**TASK ITEM**:
Pull every line holding the word "relatable" out of the data and copy it.

--- --- ---

PR #4526, opened 2018-08-21
MONGOID-4543 enable autosave for accepts_nested_attributes_for

saghm:


lib/mongoid/attributes/nested.rb
```diff
@@ -45,13 +45,16 @@ module ClassMethods
         # @option *args [ true, false ] :update_only Only update existing docs.
         def accepts_nested_attributes_for(*args)
           options = args.extract_options!
+          options[:autosave] = true if options[:autosave].nil?
```
p-mongo: Do not mutate `options`, and please document `:autosave`.

lib/mongoid/attributes/nested.rb
```diff
@@ -45,13 +45,16 @@ module ClassMethods
...
+
           options[:reject_if] = REJECT_ALL_BLANK_PROC if options[:reject_if] == :all_blank
           args.each do |name|
             meth = "#{name}_attributes="
             self.nested_attributes["#{name}_attributes"] = meth
             association = relations[name.to_s]
             raise Errors::NestedAttributesMetadataNotFound.new(self, name) unless association
-            autosave_nested_attributes(association)
+            autosave_nested_attributes(association) unless !options[:autosave]
```
p-mongo: Please remove the double negative.

lib/mongoid/attributes/nested.rb
```diff
@@ -76,7 +79,8 @@ def accepts_nested_attributes_for(*args)
         #
         # @since 3.1.4
         def autosave_nested_attributes(association)
-          if association.autosave?
+          if association.autosave? || (association.options[:autosave].nil? && !association.embedded?)
+            association.options[:autosave] = true
```
p-mongo: What is the purpose of this assignment?

spec/mongoid/attributes/nested_spec.rb
```diff
@@ -204,7 +215,12 @@
     context "when the relation is a referenced in" do
 
       before do
-        Post.accepts_nested_attributes_for :person
+        Post.accepts_nested_attributes_for :person, autosave: false
+      end
+
+      after do
+        Post.send(:undef_method, :person_attributes=)
+        Post.nested_attributes.clear
```
p-mongo: Please do not mutate models like this. The test suite defines a ton of models, if there isn't a suitable one in it already please add another one but a model's definition should not be mutated in the test suite like this.

saghm: The test suite was already mutating the model (see right above). This is just setting the model back to the way it was before.

lib/mongoid/attributes/nested.rb
saghm: In order for the autosave functionality to work properly, the association needs to be marked as autosave despite the fact that the option isn't present. Because the method `Association#autosave?` (which is used elsewhere in the codebase) is implemented by checking the autosave option, this is the most straightforward way to mark it.

spec/mongoid/attributes/nested_spec.rb
p-mongo: It's bad there too.

lib/mongoid/attributes/nested.rb
p-mongo: Thanks, can you put this entire comment in the source then?

lib/mongoid/attributes/nested.rb
```diff
@@ -44,14 +44,17 @@ module ClassMethods
         # @option *args [ Integer ] :limit The max number to create.
         # @option *args [ true, false ] :update_only Only update existing docs.
         def accepts_nested_attributes_for(*args)
-          options = args.extract_options!
+          options = args.extract_options!.dup
+          options[:autosave] = true if options[:autosave].nil?
```
p-mongo: The autosave option is still not documented.

p-mongo:
I am not asking to refactor the test suite, just don't add to tech debt.

saghm:
As I previously stated, the test case is _already_ modifying the model class; all my change is doing is resetting that change back to the way the model was before the change. This is necessary because after enabling autosave, the change that was already made to the model prior to this pull request breaks one of the sessions tests. Given this, the only options are a) not fixing this bug at all, b) leaving the sessions test broken, c) removing either the sessions test or this test, or d) fixing this test to not permanently modify the model. Options a) and b) are not even worth considering, and option c) is inferior to option d) given that the test already was modifying the model, and fixing it entails resetting it back to the original state.

saghm:
The only thing that's changed in the before block is adding the `autosave` option; no new mutation have been added. I think that the changes that we should make to this test file should be done all at once and more well thought out than just adding extra models ad-hoc, as we already have a huge number of models used for testing; this makes it difficult to find which ones that already exist would apply to a given test, which in turn encourages creating even more models rather than finding existing suitable ones. I'd much rather we schedule work to go over the entire test suite and eliminate all the model mutations as well as attempting to trim down the large number of models that we have than just add a new model every time we make an unrelated change that happens to touch existing test code that uses this pattern.

spec/mongoid/attributes/nested_spec.rb
```diff
@@ -14,20 +14,31 @@
 
       before do
         Person.accepts_nested_attributes_for :favorites
+        Person.accepts_nested_attributes_for :children
```
p-mongo: This is one of the mutations added in this diff.

Instead of mutating `Person` here, add another model and configure it with `children` without autosave and put a note on top of it that it's owned by the `nested_spec` test and not to be used by anyone else. Add another model configured with `autosave: false` with the same note. Use those models in the tests being added in this PR.

saghm:
> I've looked through the models and finding suitable ones in there is indeed difficult, so don't worry about that and make a new one.

That's exactly what I don't want to happen here. We already have over 200 models defined globally for all tests, and I think that's a mistake. If we want models to be global, I think we should try to cut down on the number of them rather than increasing it. If we want "one per test", I don't think we should define them globally at all. I don't necessarily have a strong opinion on which of those two options is preferably, but I very much don't want to keep adding more and more models and then using them all over the place in the test suite; that seems a lot more like "tech debt" to me.

p-mongo:
You can add the models in the spec file rather than `spec/app/models` if you prefer.

spec/mongoid/attributes/nested_spec.rb
saghm: The model is already being mutated in the exact same way, just on a different field. Again, I don't want to add a bunch of random models ad-hoc every time we touch a test that uses a pattern like this. If we want to change this pattern, we should tackle it at once in a coherent unit of work rather than just piggybacking it piecemeal on top of unrelated tickets.

p-mongo: Global mutations fail the test suite in jruby as well as mri (less frequently) and fail when parallelized. They are a constant drain on engineer productivity because they cause failures in unrelated parts of the test suite, as you said yourself in this PR. I am happy to discuss other approaches to testing but global mutations are not good.

saghm: I understand that, and I agree. However, fixing these two individual mutations won't fix the parallel tests though given that it's done throughout this file (and presumably elsewhere in the test suite). That's why I think we should schedule work to fix all of them at once rather than just doing piecemeal work on tickets that aren't related.

lib/mongoid/attributes/nested.rb
```diff
@@ -43,15 +43,20 @@ module ClassMethods
         #   to a class method to reject documents with.
         # @option *args [ Integer ] :limit The max number to create.
         # @option *args [ true, false ] :update_only Only update existing docs.
+        # @options *args [ true, false ] :autosave Whether autosave should be enabled on the
+        #   association.
```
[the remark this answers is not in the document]
saghm: On second thought, I'll just change it so that the `true` option is only set if no key is present rather than if the value is nil.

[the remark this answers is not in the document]
p-mongo: I think that's worse.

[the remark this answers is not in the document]
saghm: I can revert the last commit if you prefer; let me know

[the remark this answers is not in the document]
p-mongo: My preference is to convert nil value to true as originally done.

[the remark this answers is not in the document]
saghm: Understood! Done.

saghm:
@p-mongo Is the current state of the autosave semantics acceptable to you?

p-mongo:
Yes, looks good.

PR #4533, opened 2018-08-27
MONGOID-4542 Fix NameError when polymorphic and touch are specified i…

saghm:
…n a relation

### DIFF
--- a/lib/mongoid/association/relatable.rb
+++ b/lib/mongoid/association/relatable.rb
@@ -323,6 +323,12 @@ module Mongoid
 
       private
 
+      # Gets the model classes with inverse associations of this model. This is used to determine
+      # the classes on the other end of polymorphic relations with models.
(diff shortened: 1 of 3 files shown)


lib/mongoid/association/relatable.rb
```diff
@@ -323,6 +323,12 @@ def validate?
 
       private
 
+      # Gets the model classes with inverse associations of this model. This is used to determine
+      # the classes on the other end of polymorphic relations with models.
```
p-mongo: `@api private` please.

saghm: Just to clarify, do you mean that this should be made public but marked `@api private`, or that I should just add that to the method where it is?

p-mongo: I missed the private access specifier, I suppose this is fine as it is then.

PR #4534, opened 2018-08-28
MONGOID-4549 Correctly track dependents locally to model

saghm:


p-mongo:
Deleting a dependent college user with a dependent report card should delete the report card.

Also since mongoid allows this:

<pre>
class DoubleAssoc
  include Mongoid::Document

  has_many :deps, dependent: :destroy
end

class DoubleAssocOne < DoubleAssoc
  has_many :deps, dependent: :nullify, inverse_of: :double_assoc
end

class DoubleAssocTwo < DoubleAssocOne
  has_many :deps, dependent: :destroy, inverse_of: :double_assoc
end
</pre>

There should be a test that destroying DoubleAssocOne destroys its deps and destroying a DoubleAssocTwo doesn't (on master destroying DoubleAssocOne destroys its deps, if *this* is desired behavior there should be an exception raised when attempting to redefine dependent behavior).

saghm:
> on master destroying DoubleAssocOne destroys its deps, if this is desired behavior there should be an exception raised when attempting to redefine dependent behavior

This is another instance of the same bug. I'll add the two test cases that you suggest.

saghm:
Actually, from looking it over again, I don't think it's the same bug. I believe as implemented on master, dependents are cumulative, so there's both a `destroy` and `nullify` dependent for `deps` on `DoubleAssocOne`. I agree with you that `DoubleAssocOne` should not destroy its dependents and `DoubleAssocTwo` should, so I'll fix that if the test shows it doesn't work like that.

saghm:
@p-mongo do the additional tests look good to you?

p-mongo:
I am not seeing a test that deleting a dependent college user with a dependent report card deletes their report card, is it in the diff?

saghm:
As written before, CollegeUser doesn't even have a  reference to ReportCard, so I added the transitivity test for Student. Can you elaborate on why the test needs to be on CollegeUser?

p-mongo:
The reason why `class_attribute` exists is because simple instance variable assignment on class level, which is what this diff proposes, often times does not behave correctly in the context of inheritance. Hence, inheritance should be explicitly tested.

saghm:
In what way does CollegeUser use inheritance that Student doesn't? They both inherit from the same superclass. I'm really not understanding why you think that testing CollegeUser is better than testing Student when they're literally identical except that Student has the property (a dependent report card) that we actually want to test.

saghm:
Per offline discussion, I added in tests to make sure that the dependent behavior was defined properly across inheritance boundaries. You were correct that subclasses did not inherit the dependents from a superclass, so I added in a manual call to `superclass.dependents` in the initialization of the dependents array. To fix the duplicate dependents defined for a subclass that overrides a given dependent, I changed the `define_dependency!` method to remove existing dependents that are associated with the same class before adding the new one.

lib/mongoid/association/depending.rb
```diff
@@ -10,7 +10,7 @@ module Depending
 
       included do
         def self.dependents
-          @dependents ||= []
+          @dependents ||= superclass.method_defined?(:dependents) ? superclass.dependents.dup : []
```
p-mongo: Wouldn't this then modify superclass' dependents if both super and subclass define dependents?

saghm: I don't think so? The actual method call is `superclass.dependents.dup`, so it isn't reusing the reference to the superclass's array.

saghm: Good point! Let me know what you think of the changes I just pushed

saghm:
Just pushed the changes we made in the pair-coding session

lib/mongoid/association/depending.rb
```diff
@@ -10,7 +10,15 @@ module Depending
 
       included do
         class_attribute :dependents
+        class_attribute :dependents_owner
```
p-mongo: Can this be marked `@api private` please.

lib/mongoid/association/depending.rb
```diff
@@ -10,7 +10,15 @@ module Depending
...
         self.dependents = []
+        self.dependents_owner = self
+      end
+
+      class_methods do
+        def _all_dependents
```
p-mongo: And this also `@api private`.

lib/mongoid/association/depending.rb
```diff
@@ -10,7 +10,15 @@ module Depending
...
+          dependents + (superclass.respond_to?(:_all_dependents) ? superclass._all_dependents : [])
```
p-mongo: This needs to deduplicate the list by association name.

saghm: Oh, good catch!

saghm:
Suggested changes have been made

PR #4536, opened 2018-09-04
MONGOID-4532 Correctly determine module path for associations

saghm:


saghm:
I've changed the word everywhere in the code that I've added (some of the code in the diff uses "relations" in existing method names which we can't change without breaking compatibility).

cesarizu:
This breaks existing apps running mongoid 7.0.1 or lower. See https://jira.mongodb.org/browse/MONGOID-4645

aparmar:
What is the status of this? Seems like associations of classes within a namespace are still broken.

p-mongo:
@aparmar  If you are having an issue with Mongoid please create a jira ticket with the following information:

- a short code snippet illustrating the problem
- what you expected to happen
- what actually happened
- your Mongoid version, Ruby MongoDB driver version, Ruby version, Rails/ActiveSupport version

aparmar:
done. See https://jira.mongodb.org/browse/MONGOID-4834.

PR #4547, opened 2018-09-11
 Don't capture NoMethodError when instantiating STI

malmckay:
NoMethodError is a child of NameError
If a class's instantiation throws a NoMethodError, the instantiation will fail with a Errors::UnknownModel error.
Change to only throw Errors::UnknownModel if the constantized class can not be found, or if the constantized class does not have an #instantiate method

### DIFF
--- a/spec/mongoid/factory_spec.rb
+++ b/spec/mongoid/factory_spec.rb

--- --- ---

**WRITTEN RESPONSE**:
--- a/lib/mongoid/association/relatable.rb
+++ b/lib/mongoid/association/relatable.rb
lib/mongoid/association/relatable.rb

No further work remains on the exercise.